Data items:

PR #148, opened 2015-05-19
Optimize update_client, lock safety

arvoelke:
Popping the first item repeatedly is O(n^2). (http://stackoverflow.com/questions/195625/what-is-the-time-complexity-of-popping-elements-from-list-in-python) This change makes `update_client` O(n).

Also made the lock safer with a context-manager. Previously, an exception in between would have caused a deadlock.

### DIFF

Exercise brief: Write out an exact copy of every record shown above.

Completed exercise:
PR #148, opened 2015-05-19
Optimize update_client, lock safety

arvoelke:
Popping the first item repeatedly is O(n^2). (http://stackoverflow.com/questions/195625/what-is-the-time-complexity-of-popping-elements-from-list-in-python) This change makes `update_client` O(n).

Also made the lock safer with a context-manager. Previously, an exception in between would have caused a deadlock.

### DIFF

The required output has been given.